BI and EPM Keep Projects on Track and Profitable

Posted 2013-07-02 Email Print this article Print
 
 
 
 
 
 
 
business intelligence and analytics

General Dynamics' Business Intelligence Collaborative acts as a hub to help the entire company uncover and implement best practices in BI and data warehousing.

By John Monczewski, Edward J. Cody and Ajay Yelne

General Dynamics is an aerospace and defense company with deep expertise in business aviation; land and expeditionary combat vehicles and systems, armaments, and munitions; shipbuilding and marine systems; and mission-critical information systems and technology. With high-profile public and private sector customers, including the U.S. federal government, the Department of Defense and Blue Cross Blue Shield, General Dynamics is the fourth largest defense contractor in the world.

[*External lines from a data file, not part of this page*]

PR #385, opened 2023-10-04
Allow infinite dependent keys when using withOnyx

tgolen:
This is a redo of https://github.com/Expensify/react-native-onyx/pull/355 which had to be reverted due to performance issues.

### Details
There were virtually no differences between this change and the previous change. This is what I did to try and ensure it doesn't leed to another performance issue:

- Test it in App with report switching (this is what we noticed was bricking the application before). With this change, I noticed no difference in the time it takes to switch chats:
 
image

### Related Issues
Related to https://github.com/Expensify/App/issues/28824

### Automated Tests
Covered by unit tests

### Linked PRs
https://github.com/Expensify/App/pull/28866

### DIFF
--- a/lib/withOnyx.js
+++ b/lib/withOnyx.js
@@ -20,6 +20,15 @@ function getDisplayName(component) {
     return component.displayName || component.name || 'Component';
 }
 
+/**
+ * Removes all the keys from state that are unrelated to the onyx data being mapped to the component.
+ *
+ * @param {Object} state of the component
+ * @param {Object} onyxToStateMapping the object holding all of the mapping configuration for the component
+ * @returns {Object}
+ */
+const getOnyxDataFromState = (state, onyxToStateMapping) => _.pick(state, _.keys(onyxToStateMapping));
+
 export default function (mapOnyxToState, shouldDelayUpdates = false) {
     // A list of keys that must be present in tempState before we can render the WrappedComponent
     const requiredKeysForInit = _.chain(mapOnyxToState)
@@ -92,16 +101,20 @@ export default function (mapOnyxToState, shouldDelayUpdates = false) {
                 this.checkEvictableKeys();
             }
 
-            componentDidUpdate(prevProps) {
+            componentDidUpdate() {
+                // When the state is passed to the key functions with Str.result(), omit anything
+                // from state that was not part of the mapped keys.
+                const onyxDataFromState = getOnyxDataFromState(this.state, mapOnyxToState);
+
                 // If any of the mappings use data from the props, then when the props change, all the
                 // connections need to be reconnected with the new props
-                _.each(mapOnyxToState, (mapping, propertyName) => {
-                    const previousKey = Str.result(mapping.key, prevProps);
-                    const newKey = Str.result(mapping.key, this.props);
+                _.each(mapOnyxToState, (mapping, propName) => {
+                    const previousKey = mapping.previousKey;
+                    const newKey = Str.result(mapping.key, {...this.props, ...onyxDataFromState});
                     if (previousKey !== newKey) {
                         Onyx.disconnect(this.activeConnectionIDs[previousKey], previousKey);
                         delete this.activeConnectionIDs[previousKey];
-                        this.connectMappingToOnyx(mapping, propertyName);
+                        this.connectMappingToOnyx(mapping, propName);
                     }
                 });
                 this.checkEvictableKeys();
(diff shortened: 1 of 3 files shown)


lib/withOnyx.js
```diff
@@ -110,9 +123,8 @@ export default function (mapOnyxToState, shouldDelayUpdates = false) {
             componentWillUnmount() {
                 // Disconnect everything from Onyx
                 _.each(mapOnyxToState, (mapping) => {
-                    const key = Str.result(mapping.key, this.props);
-                    const connectionID = this.activeConnectionIDs[key];
-                    Onyx.disconnect(connectionID, key);
+                    const key = Str.result(mapping.key, {...this.props, ...getOnyxDataFromState(this.state, mapOnyxToState)});
```
tgolen, line 126: This is one change that is different than the original PR. I realized that the `unmount()` was still trying to use the old method for getting the key name. This would probably lead to somewhat of a memory leak because it could cause Onyx to keep a bunch of connections that are never disconnected from when components unmount.

lib/withOnyx.js
```diff
@@ -244,7 +256,14 @@ export default function (mapOnyxToState, shouldDelayUpdates = false) {
...
             connectMappingToOnyx(mapping, statePropertyName) {
-                const key = Str.result(mapping.key, this.props);
+                const key = Str.result(mapping.key, {...this.props, ...getOnyxDataFromState(this.state, mapOnyxToState)});
+
+                // Remember the previous key so that if it ever changes, the component will reconnect to Onyx
+                // in componentDidUpdate
+                if (statePropertyName !== 'initialValue' && mapOnyxToState[statePropertyName]) {
+                    // eslint-disable-next-line no-param-reassign
+                    mapOnyxToState[statePropertyName].previousKey = key;
+                }
```
tgolen, line 266: This is another small change from the previous PR. When `initialValue` was integrated, it lead to a situation where `mapOnyxToState.initialValue: false`, which caused `mapOnyxToState[statePropertyName].previousKey` to throw an error (because you cannot set `.previousKey` on the value `false`).

tgolen:
I tested this on a large account (1000 reports each with 1000 comments) and the performance was still very good on switching chats:

image

lib/withOnyx.js
tgolen: I can give it a try. That's a good hunch

tgolen: No, it doesn't appear to. I think the changes for batched updates was probably the biggest help for preventing the performance problem we saw last time.

tgolen: >  I just feel like this might cause more issues down the road.

Are you referring to the change in `onUnmount()` specifically, or this PR in general?

tgolen: To dig into this further, I tried the following things:

1. Reverted Onyx to the commit where the original PR was reverted. Then I copied these `withOnyx` changes to the code and tried it out. **Result:** I was not able to duplicate the original performance problem.
2. Reverted Onyx to the commit of the original PR being merged, and tried it out in the app. **Result:** I experienced the following fatal error (caused by the `initialValue` change). After fixing _only that fatal error_ I was still not able to reproduce the original performance problem, though I did see that the report switching was taking about 2-3x longer.

image
image

I'm not sure if this fatal error was what we experienced when the original PR was deployed. We definitely witnessed the app hanging and no one could report any JS console errors or record performance profiles, but that was about it.

**Conclusion:** I am feeling pretty good about the changes in this PR in general. The worst that can happen is we have to do another quick revert, which would stink, but it's also not the end of the world.

tgolen:
@allroundexperts I have done some memory testing and tried to be very methodical about it so that it is properly comparing apples to apples. My testing procedure is:

1. Have 10 chats each with exactly 1000 comments
2. Visit chat 1
3. Refresh the page and wait for the chat and all comments to load
4. Select each of the other 9 chats, and wait for the comments to load on each one before moving to the next
5. After the final chat has fully loaded, record a memory heap snapshot

<details>
<summary>You can see a video of it here</summary>

https://github.com/Expensify/react-native-onyx/assets/1228807/6effb8f9-76cf-45ce-a92d-3845872e9ad5

</details>

I repeated this test two times, in three different code configurations (for a total of 6 results), to get a nice sampling. The code configurations I used were:

1. App on `main`, Onyx on `main` 
2. App on `main`, Onyx on `tgolen-dependent-keys2`
3. App on experimental branch, Onyx on `tgolen-dependent-keys2` - For the experimental branch on App, I removed all of the duplicate `withOnyx` code including the one that would impact this test this most which is in `OptionRowLHNData.js`. This is used for each row in the LHN and combines three separate `withOnyx` into a single one.

### Results
image

### Conclusion
There is no significant memory usage increase with this change.

tests/unit/withOnyxTest.js
```diff
@@ -244,31 +246,73 @@ describe('withOnyxTest', () => {
     });
 
     it('should pass a prop from one connected component to another', () => {
-        const collectionItemID = 1;
         const onRender = jest.fn();
         const markReadyForHydration = jest.fn();
-        Onyx.mergeCollection(ONYX_KEYS.COLLECTION.TEST_KEY, {test_1: {id: 1}});
-        Onyx.mergeCollection(ONYX_KEYS.COLLECTION.RELATED_KEY, {related_1: 'Test'});
+
+        // Given three collections with multiple items in each
```
MonilBhavsar, line 252: three collections?

MonilBhavsar (dismissed):
Sorry, was waiting for C+ review. Looks good to me overall!

tests/unit/withOnyxTest.js
tgolen: I'll change it to say "several"

MonilBhavsar: Thanks!

MonilBhavsar (approved):
Thanks!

The company was founded in 1952 and since the mid-1990s has acquired and integrated more than 60 businesses, including manufacturing facilities and companies. During this time, revenue has grown from $4 billion to approximately $33 billion, and the company has nearly tripled its workforce to more than 95,000 employees.

To support the rapid growth and business change, General Dynamics’ leadership invested in developing a culture of analytics. This led to the creation of the Business Intelligence Collaborative, a business intelligence and EPM (enterprise performance management) Center of Excellence inside General Dynamics Information Technology.

Our unit acts as a hub to help the entire company uncover and implement best practices in BI and data warehousing. As General Dynamics greatly prizes innovation and agility, we are often tapped to find new ways to use technology and data to create efficiencies, enhance visibility and run the business better.  

For example, the leadership team tasked the Business Intelligence Collaborative to leverage BI and analytics to find new efficiencies across the company’s financial operations. In addition to integrating acquired businesses, the company reorganized into four different business units.

Also, sequestration (forced budget cuts throughout the government) is having an impact on General Dynamics’ public sector customers. With spending tight, the consulting environment is more competitive than ever, and it’s up to the Business Intelligence Collaborative team to uncover ways to stretch every dollar further.

This led to the expansion of BI and EPM software to increase analytic capabilities. The enterprise shift toward industry-leading analytics started with the implementation of planning and forecasting systems to replace legacy Excel models, reducing cost and cycle time while improving quality and detail. The solutions, developed using the Oracle Hyperion EPM software suite, provide a significantly improved platform tailored to the business processes and data of each business unit. 

This initiative has had far-reaching effects across our entire defense and aerospace business, helping the company increase profitability, manage costs, improve executive visibility and drive efficiencies. With cutting-edge technology to streamline financial reporting and increase insights into our resources, we’ve achieved powerful business results.

Increasing Profitability, Managing Costs

With large-scale projects across R&D, manufacturing and production under tight deadlines and project constraints, aligning resources with production cycles is critical. General Dynamics places a high value on rate analysis, a complex process that shows how we manage our costs and human capital.

For instance, when we’re running a big land systems project to build armored vehicles, we need to make sure we’ve built out our engineering team enough to get the technical components mapped out during one phase of the project, and then adjust accordingly—and profitably—to ensure we have the right manufacturing resources on board. To do this, we need to have a high-level view of the project performance, while also being able to dig into the resources, profitability and people involved.

Previously, all the project resources were locked in our siloed spreadsheets, making it difficult to view the status of projects, foresee any issues and reallocate resources in a timely fashion. Teams could not realistically make informed decisions on rates until the end of a month or quarter, when everyone had logged their time and updated their project components.

This is no longer the case. With our new financial management system, we have a simple way of viewing resources, with color-coded “traffic lighting.” If one part of the project turns up “red,” shifts can be made to change the cost structure, allowing us to make profitable changes swiftly.

We can also see different stages of the project by month, so if one cycle of our armored vehicle manufacturing is held up, we have insight into which people and facilities have capacity, and can move resources accordingly. By intelligently managing our overhead costs, we can be more competitive and invest more in our growth.

In addition, we now have the visibility to look back three months into a project, and we can leverage predictive analytics to forecast how the project will track so we can plan for the future. This level of insight and analysis helps us keep projects on track and profitable.